[Records contained in a dataset]

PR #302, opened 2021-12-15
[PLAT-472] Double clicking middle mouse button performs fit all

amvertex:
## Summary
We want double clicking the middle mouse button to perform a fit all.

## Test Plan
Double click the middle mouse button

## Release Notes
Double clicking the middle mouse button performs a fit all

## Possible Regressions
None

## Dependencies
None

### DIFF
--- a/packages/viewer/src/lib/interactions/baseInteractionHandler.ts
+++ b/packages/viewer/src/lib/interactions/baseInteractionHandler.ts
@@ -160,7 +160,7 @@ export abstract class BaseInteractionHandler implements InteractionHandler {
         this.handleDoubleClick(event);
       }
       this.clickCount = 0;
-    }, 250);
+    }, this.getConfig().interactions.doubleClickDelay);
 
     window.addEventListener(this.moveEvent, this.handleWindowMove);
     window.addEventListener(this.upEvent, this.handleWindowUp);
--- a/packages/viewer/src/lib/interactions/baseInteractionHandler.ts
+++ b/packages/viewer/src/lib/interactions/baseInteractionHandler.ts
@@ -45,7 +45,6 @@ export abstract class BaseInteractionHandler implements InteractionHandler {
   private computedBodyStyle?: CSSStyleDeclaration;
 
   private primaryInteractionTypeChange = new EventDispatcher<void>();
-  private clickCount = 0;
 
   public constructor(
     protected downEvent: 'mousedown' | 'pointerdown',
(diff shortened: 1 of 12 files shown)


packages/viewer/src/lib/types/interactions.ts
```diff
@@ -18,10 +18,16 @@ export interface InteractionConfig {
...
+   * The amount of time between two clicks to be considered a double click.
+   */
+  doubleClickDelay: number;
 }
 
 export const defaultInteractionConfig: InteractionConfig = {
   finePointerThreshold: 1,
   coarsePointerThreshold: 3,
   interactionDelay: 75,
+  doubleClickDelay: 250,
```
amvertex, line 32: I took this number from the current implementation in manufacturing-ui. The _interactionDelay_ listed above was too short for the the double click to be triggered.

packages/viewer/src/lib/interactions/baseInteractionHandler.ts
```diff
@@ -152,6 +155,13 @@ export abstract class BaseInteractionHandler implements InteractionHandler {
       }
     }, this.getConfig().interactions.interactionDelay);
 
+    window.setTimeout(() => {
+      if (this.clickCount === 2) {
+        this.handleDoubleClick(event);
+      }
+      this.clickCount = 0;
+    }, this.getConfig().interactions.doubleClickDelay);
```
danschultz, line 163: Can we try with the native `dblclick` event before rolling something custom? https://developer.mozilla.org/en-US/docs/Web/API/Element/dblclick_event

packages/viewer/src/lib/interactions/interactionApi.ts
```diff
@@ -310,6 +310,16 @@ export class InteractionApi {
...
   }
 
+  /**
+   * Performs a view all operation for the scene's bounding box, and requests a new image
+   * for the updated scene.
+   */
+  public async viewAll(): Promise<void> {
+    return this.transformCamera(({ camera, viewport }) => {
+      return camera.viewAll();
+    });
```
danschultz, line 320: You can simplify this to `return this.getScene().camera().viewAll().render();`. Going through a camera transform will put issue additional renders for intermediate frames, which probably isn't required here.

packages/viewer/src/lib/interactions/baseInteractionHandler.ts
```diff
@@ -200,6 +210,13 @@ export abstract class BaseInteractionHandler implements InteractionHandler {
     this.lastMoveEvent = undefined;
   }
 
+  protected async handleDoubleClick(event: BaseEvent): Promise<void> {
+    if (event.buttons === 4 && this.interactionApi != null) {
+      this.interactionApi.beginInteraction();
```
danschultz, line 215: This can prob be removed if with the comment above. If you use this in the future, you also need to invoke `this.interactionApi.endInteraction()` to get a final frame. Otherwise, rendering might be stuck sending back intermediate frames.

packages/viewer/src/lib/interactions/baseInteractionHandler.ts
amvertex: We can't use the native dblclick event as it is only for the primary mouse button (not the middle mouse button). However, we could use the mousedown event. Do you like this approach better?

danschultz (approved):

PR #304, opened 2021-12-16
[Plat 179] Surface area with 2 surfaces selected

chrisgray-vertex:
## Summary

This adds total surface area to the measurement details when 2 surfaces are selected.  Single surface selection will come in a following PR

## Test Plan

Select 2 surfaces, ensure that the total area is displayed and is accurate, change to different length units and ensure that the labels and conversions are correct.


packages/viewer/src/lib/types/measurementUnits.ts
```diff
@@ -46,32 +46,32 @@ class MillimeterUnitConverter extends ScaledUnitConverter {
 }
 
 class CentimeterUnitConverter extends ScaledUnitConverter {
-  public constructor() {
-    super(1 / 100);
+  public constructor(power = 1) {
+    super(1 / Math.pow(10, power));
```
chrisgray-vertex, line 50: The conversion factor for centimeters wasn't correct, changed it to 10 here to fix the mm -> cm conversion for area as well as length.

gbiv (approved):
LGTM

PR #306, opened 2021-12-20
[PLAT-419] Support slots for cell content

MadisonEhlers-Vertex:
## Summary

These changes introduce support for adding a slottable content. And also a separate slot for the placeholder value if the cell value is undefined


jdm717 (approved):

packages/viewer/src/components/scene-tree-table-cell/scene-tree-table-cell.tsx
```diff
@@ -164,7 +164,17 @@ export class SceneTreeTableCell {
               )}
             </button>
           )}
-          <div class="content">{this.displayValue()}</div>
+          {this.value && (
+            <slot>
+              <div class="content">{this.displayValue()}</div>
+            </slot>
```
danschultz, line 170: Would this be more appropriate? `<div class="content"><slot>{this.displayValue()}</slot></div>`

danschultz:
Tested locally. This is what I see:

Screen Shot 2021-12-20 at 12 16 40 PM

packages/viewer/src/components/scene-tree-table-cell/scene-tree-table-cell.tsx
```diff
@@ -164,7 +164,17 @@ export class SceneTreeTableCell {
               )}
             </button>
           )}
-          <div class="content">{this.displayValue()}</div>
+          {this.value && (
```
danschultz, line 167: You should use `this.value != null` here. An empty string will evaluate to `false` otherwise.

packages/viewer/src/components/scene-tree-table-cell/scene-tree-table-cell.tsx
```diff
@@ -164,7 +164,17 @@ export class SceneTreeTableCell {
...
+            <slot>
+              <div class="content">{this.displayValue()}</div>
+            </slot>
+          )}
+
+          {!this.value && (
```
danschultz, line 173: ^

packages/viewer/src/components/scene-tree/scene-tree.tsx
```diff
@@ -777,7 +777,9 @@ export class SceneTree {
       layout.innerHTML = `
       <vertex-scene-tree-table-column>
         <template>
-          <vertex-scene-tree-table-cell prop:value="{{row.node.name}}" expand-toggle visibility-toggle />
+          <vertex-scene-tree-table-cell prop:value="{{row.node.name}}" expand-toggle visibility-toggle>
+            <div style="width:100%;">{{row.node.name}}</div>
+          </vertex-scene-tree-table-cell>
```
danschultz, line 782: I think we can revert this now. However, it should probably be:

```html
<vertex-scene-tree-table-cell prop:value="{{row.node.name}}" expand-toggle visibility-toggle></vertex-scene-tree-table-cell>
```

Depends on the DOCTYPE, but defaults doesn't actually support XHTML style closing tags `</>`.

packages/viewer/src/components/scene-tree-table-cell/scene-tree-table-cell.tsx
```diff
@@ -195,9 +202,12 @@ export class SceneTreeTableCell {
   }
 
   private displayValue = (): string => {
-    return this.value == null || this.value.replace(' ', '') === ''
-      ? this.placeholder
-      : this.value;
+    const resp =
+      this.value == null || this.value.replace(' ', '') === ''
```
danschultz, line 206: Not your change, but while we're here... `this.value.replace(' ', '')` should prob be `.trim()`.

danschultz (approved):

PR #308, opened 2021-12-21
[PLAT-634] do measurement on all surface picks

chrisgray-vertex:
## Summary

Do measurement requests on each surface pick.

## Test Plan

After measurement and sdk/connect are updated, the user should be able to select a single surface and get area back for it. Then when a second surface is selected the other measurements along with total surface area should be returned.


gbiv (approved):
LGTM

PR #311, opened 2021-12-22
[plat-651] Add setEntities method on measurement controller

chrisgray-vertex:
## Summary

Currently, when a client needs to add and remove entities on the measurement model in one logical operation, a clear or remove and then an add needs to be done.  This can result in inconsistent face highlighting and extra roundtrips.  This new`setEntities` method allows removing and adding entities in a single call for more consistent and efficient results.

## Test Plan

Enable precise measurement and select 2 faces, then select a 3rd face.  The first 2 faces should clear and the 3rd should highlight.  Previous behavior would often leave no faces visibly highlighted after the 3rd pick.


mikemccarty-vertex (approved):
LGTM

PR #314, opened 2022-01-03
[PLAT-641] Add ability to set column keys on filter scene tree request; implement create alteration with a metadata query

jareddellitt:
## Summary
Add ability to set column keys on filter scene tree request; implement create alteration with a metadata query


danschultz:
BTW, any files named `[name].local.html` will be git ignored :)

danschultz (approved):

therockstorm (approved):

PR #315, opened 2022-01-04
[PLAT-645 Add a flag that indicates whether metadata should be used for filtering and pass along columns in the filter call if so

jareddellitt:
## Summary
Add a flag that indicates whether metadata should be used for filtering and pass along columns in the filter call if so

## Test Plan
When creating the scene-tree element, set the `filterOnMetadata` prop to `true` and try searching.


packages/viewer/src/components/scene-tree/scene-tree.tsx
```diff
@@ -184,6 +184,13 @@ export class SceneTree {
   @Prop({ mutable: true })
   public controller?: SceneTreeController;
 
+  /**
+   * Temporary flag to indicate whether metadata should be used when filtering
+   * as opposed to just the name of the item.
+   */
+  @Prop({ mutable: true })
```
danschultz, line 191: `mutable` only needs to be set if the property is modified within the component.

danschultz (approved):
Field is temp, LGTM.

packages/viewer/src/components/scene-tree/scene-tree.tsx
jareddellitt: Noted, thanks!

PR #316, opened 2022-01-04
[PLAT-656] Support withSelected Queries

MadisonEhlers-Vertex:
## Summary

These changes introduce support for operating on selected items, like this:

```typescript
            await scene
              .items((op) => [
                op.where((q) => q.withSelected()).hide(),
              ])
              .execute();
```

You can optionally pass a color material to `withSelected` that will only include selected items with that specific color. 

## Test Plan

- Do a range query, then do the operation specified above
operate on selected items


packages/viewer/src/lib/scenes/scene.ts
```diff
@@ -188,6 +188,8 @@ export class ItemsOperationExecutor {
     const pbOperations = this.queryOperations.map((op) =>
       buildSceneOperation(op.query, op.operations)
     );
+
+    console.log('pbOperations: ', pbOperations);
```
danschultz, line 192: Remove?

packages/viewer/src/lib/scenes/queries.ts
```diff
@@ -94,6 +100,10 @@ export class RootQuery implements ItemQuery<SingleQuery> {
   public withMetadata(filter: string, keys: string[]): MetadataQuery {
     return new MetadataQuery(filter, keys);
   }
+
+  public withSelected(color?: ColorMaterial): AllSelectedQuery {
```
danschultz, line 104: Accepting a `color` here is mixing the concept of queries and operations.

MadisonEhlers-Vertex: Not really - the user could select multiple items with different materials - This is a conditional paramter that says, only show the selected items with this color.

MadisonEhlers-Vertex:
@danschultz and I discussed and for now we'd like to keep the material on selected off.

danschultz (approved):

Description of the task:
Each line above where the word "like" occurs should be returned in full.

Result of the task:
amvertex: We can't use the native dblclick event as it is only for the primary mouse button (not the middle mouse button). However, we could use the mousedown event. Do you like this approach better?
These changes introduce support for operating on selected items, like this:
@danschultz and I discussed and for now we'd like to keep the material on selected off.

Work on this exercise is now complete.